Directions for this task. Return each entry below without any alteration.

Data supplied.
PR #134, opened 2015-03-01
Notification Model String Hash

yoyos:
I added a compatibility for ActiveAdmin which works with JSON as strings

Problem was I had always the Must be a Hash message because I was sending a string from a textfield.

### DIFF
--- a/lib/rpush/client/active_record/notification.rb
+++ b/lib/rpush/client/active_record/notification.rb
@@ -21,7 +21,7 @@ module Rpush
 
         def data=(attrs)
           return unless attrs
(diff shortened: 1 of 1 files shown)


ileitch:
This sounds like an issue with ActiveAdmin rather than Rpush. Why is it trying to assign a string to a JSON attribute?

yoyos:
Didn't resolve the problem. the issue was something else. Detailed here: https://github.com/rpush/rpush/issues/141

yoyos:
I still need this change.
The :data field is saved as a string in db so it is abnormal we cannot input a string.

PR #137, opened 2015-03-11
Add WNS support (Windows RT)

voidless:
There are no spec tests, but it works with Asus tablet
Only toast type is supported, but other types are easy to add


ileitch:
This really needs some test coverage before I can merge. Should be pretty easy to add given the similarity with WPNS.

matiaslina:
I will work on the test coverage for this pr :)

matiaslina:
Here's the [patch](https://gist.github.com/matiaslina/5b3d90381f4017d7faec) based on the master branch of @voidless. 

You can apply the patch after the merge of this pr, or voidless can merge it in his master branch.

Issue #141, opened 2015-03-31
bad behavior with json notification :data field and ActiveAdmin


yoyos:
Hello

I posted a bug report https://github.com/activeadmin/activeadmin/issues/3871 for a bug I thought was coming from ActiveAdmin but it seems rpush changed a default behavior on the :data field.

For example, If I totally comment out these lines in file `lib/rpush/client/active_record/notification.rb`, ActiveAdmin can display json strings correctly in its edit form like `{"foo":"bar"}` and not `{"foo"=>"bar"}` anymore : 

```
def data=(attrs)
   return unless attrs
   attrs = JSON.parse(attrs) if attrs.is_a?(String)
   fail ArgumentError, "must be a Hash" unless attrs.is_a?(Hash)
   write_attribute(:data, multi_json_dump(attrs.merge(data || {})))
end
```

Are these lines really useful ? Could you make it work with activeadmin please ? If possible, is there a way to do it without changing default behaviors if not necessary ?

Thanks !

aried3r:
Hey! Thanks for reporting the issue! Since there haven't been any new feedback for some time I'm closing this issue. Please feel free to open a new issue if you're still experiencing this issue with the latest Rpush and ActiveAdmin release.

PR #143, opened 2015-04-04
ActiveAdmin support

yoyos:
I'm trying to solve this issue: https://github.com/rpush/rpush/issues/141
I think rpush should accept and parse strings for data and registration_ids fields because they are saved as string in db. We just have to respect the final format.

This lets ActiveAdmin works correctly as they can treat these fields like simple strings.

I'm new to code sharing on github with pull requests, unit testing etc.
Please don't hit me and guide me ^^

### DIFF
--- a/lib/rpush/client/active_record/notification.rb
+++ b/lib/rpush/client/active_record/notification.rb
@@ -21,17 +21,26 @@ module Rpush
 
         def data=(attrs)
           return unless attrs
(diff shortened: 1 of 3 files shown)


yoyos:
Here is what I did in a few minutes with these changes

capture d ecran 2015-04-05 01 59 00

marcolong:
Any news?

Answer section.
PR #134, opened 2015-03-01
Notification Model String Hash

yoyos:
I added a compatibility for ActiveAdmin which works with JSON as strings

Problem was I had always the Must be a Hash message because I was sending a string from a textfield.

### DIFF
--- a/lib/rpush/client/active_record/notification.rb
+++ b/lib/rpush/client/active_record/notification.rb
@@ -21,7 +21,7 @@ module Rpush
 
         def data=(attrs)
           return unless attrs
(diff shortened: 1 of 1 files shown)


ileitch:
This sounds like an issue with ActiveAdmin rather than Rpush. Why is it trying to assign a string to a JSON attribute?

yoyos:
Didn't resolve the problem. the issue was something else. Detailed here: https://github.com/rpush/rpush/issues/141

yoyos:
I still need this change.
The :data field is saved as a string in db so it is abnormal we cannot input a string.

PR #137, opened 2015-03-11
Add WNS support (Windows RT)

voidless:
There are no spec tests, but it works with Asus tablet
Only toast type is supported, but other types are easy to add


ileitch:
This really needs some test coverage before I can merge. Should be pretty easy to add given the similarity with WPNS.

matiaslina:
I will work on the test coverage for this pr :)

matiaslina:
Here's the [patch](https://gist.github.com/matiaslina/5b3d90381f4017d7faec) based on the master branch of @voidless. 

You can apply the patch after the merge of this pr, or voidless can merge it in his master branch.

Issue #141, opened 2015-03-31
bad behavior with json notification :data field and ActiveAdmin


yoyos:
Hello

I posted a bug report https://github.com/activeadmin/activeadmin/issues/3871 for a bug I thought was coming from ActiveAdmin but it seems rpush changed a default behavior on the :data field.

For example, If I totally comment out these lines in file `lib/rpush/client/active_record/notification.rb`, ActiveAdmin can display json strings correctly in its edit form like `{"foo":"bar"}` and not `{"foo"=>"bar"}` anymore : 

```
def data=(attrs)
   return unless attrs
   attrs = JSON.parse(attrs) if attrs.is_a?(String)
   fail ArgumentError, "must be a Hash" unless attrs.is_a?(Hash)
   write_attribute(:data, multi_json_dump(attrs.merge(data || {})))
end
```

Are these lines really useful ? Could you make it work with activeadmin please ? If possible, is there a way to do it without changing default behaviors if not necessary ?

Thanks !

aried3r:
Hey! Thanks for reporting the issue! Since there haven't been any new feedback for some time I'm closing this issue. Please feel free to open a new issue if you're still experiencing this issue with the latest Rpush and ActiveAdmin release.

PR #143, opened 2015-04-04
ActiveAdmin support

yoyos:
I'm trying to solve this issue: https://github.com/rpush/rpush/issues/141
I think rpush should accept and parse strings for data and registration_ids fields because they are saved as string in db. We just have to respect the final format.

This lets ActiveAdmin works correctly as they can treat these fields like simple strings.

I'm new to code sharing on github with pull requests, unit testing etc.
Please don't hit me and guide me ^^

### DIFF
--- a/lib/rpush/client/active_record/notification.rb
+++ b/lib/rpush/client/active_record/notification.rb
@@ -21,17 +21,26 @@ module Rpush
 
         def data=(attrs)
           return unless attrs
(diff shortened: 1 of 3 files shown)


yoyos:
Here is what I did in a few minutes with these changes

capture d ecran 2015-04-05 01 59 00

marcolong:
Any news?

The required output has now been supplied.